Minnan culture or Hokkien/Hoklo culture (Hokkien Pe̍h-ōe-jī: Bân-lâm bûn-hòa; Chinese: 閩南文化), also considered as the Mainstream Southern Min Culture, refers to the culture of the Hoklo people, a group of Han Chinese people who have historically been the dominant demographic in the province of Fujian (called "Hokkien" in the Hoklo language) in Southern China, Taiwan, and certain overseas Chinese communities in Southeast Asia, such as Singapore, Malaysia, the Philippines, Indonesia, Myanmar, Southern Thailand, Cambodia, Southern Vietnam, etc.

This culture has been influenced by the cultures from Minyue (a branch of Baiyue people who inhabited Hokkien before sinicization of the region), China's Central Plain (most notably during the Tang dynasty and Song dynasty), and Japan (due to Taiwan being a former Japanese colony).[1][2][3] It encompasses the Hoklo language and its associated architecture, folk arts, cuisines, and large amount of folklore. Since 17th century, Hokkien culture has spread with Hoklo immigration to Taiwan, Singapore, Malaysia, the Philippines, Indonesia, Myanmar, Southern Thailand, Cambodia, Southern Vietnam, etc. Its influence today can be seen in Taiwanese pop culture, resulting in it becoming an influential cultural force in Taiwan, Southern Fujian, Singapore, Malaysia, the Philippines, Indonesia, Myanmar, Southern Thailand, Cambodia, Southern Vietnam, etc.

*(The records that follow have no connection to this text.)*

PR #89, opened 2022-01-06
Fix Redis config

pezholio:
When we set up Redis, I assumed GOV.UK PaaS would handle it in much the same way as Postgres (i.e. add a "magic"  `REDIS_HOST` variable). 

However, there's a bit more legwork involved. When we bind a service to an app, the connection details are `VCAP_SERVICES` environment variable, which we then need to parse at runtime. This adds a new config object that parses the `VCAP_SERVICES` env var and gets the relevant connection details. This is then injected into the Bull config at runtime.

I've tweaked them to both use the redis `url` config variables for consistency, and updated the example env file, so folks may need to update their local env files to get Bull working again.


Gweaton (approved):
This makes sense to me, let's see if it works!

PR #90, opened 2022-01-06
Upload screenshots and videos when a test fails

pezholio:
This uploads the videos and screenshots of failing Cypress tests if they fail in CI. We can then download them and review them from the Github Actions Artifacts section i.e:

image

I've had this branch hanging round for ages, and I've just had to use it again, so thought it'd be useful.


Gweaton (approved):
Didn't know about this, this is cool!

PR #91, opened 2022-01-06
Add seeds for staging

pezholio:
This adds some extra seeds we can use in staging, as well as adding some scripts to make running the seed command (and npm commands more generally) easier.


Gweaton (approved):
Nice

PR #92, opened 2022-01-06
(1992) Use Fishery for creating test objects

Gweaton:
# Changes in this PR

Adds "Fishery" package which gives us factories for creating objects to use in tests, rather than the combination of normal objects and mocks that we've had up until now. This takes a lot of boilerplate out of test setup and provides a consistent approach to testing.

I've updated the majority of the tests in the codebase, using factories for:
- Organisations
- Professions
- Users
- Legislations
- Industries

The one area I've left untouched is the Search functionality tests, as I know they're currently being worked on and I don't want to cause issues with merge conflicts. We can incorporate these new factory objects into those tests as a separate piece of work once both branches are merged in.

Apologies for the sheer number of commits, most of them are very small!

### DIFF
--- a/package-lock.json
+++ b/package-lock.json
@@ -64,6 +64,7 @@
         "eslint": "^8.0.1",
         "eslint-config-prettier": "^8.3.0",
         "eslint-plugin-prettier": "^4.0.0",
+        "fishery": "^2.1.0",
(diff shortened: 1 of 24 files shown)


pezholio (approved):
Love it! Thanks for doing this 👍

The province of Fujian itself shows considerable linguistic and cultural diversity – Min Chinese languages, spoken across Fujian, have several dialects that have at best limited mutual intelligibility with one another.[4] The focus of this article is on the culture of southern Fujian (around the cities of Amoy and the two cities named Chinchew), the area where the Southern Min/Hoklo language is spoken, and also by far the most populous part of Fujian.

Native language

[edit]

Southern Min (Chinese: 閩南語; Pe̍h-ōe-jī: Bân-lâm-gú), also called the Hokkien language, Hoklo language, Hokkien-Taiwanese or Min-Nan, belongs to the Min Chinese subgroup of the Chinese language family and is an isolating language. It is the product of the language spoken by the original Minyue people and that of the later arriving Han Chinese. A large number of Han Chinese people migrated to Southern Fujian between the 7th and 13th century from Northern China, which was then invaded by various non-Han ethnic groups such as the Mongols,[5] and intermixed with Minyue people. The intermixing is reflected by the fact that:

  1. Modern-day Hoklo people are, genetically, the hybrid descendants of Minyue and Ancient Han Chinese;[6]
  2. And that the modern Hokkien language shows traits of both the Minyue language and Old Chinese.[7][8]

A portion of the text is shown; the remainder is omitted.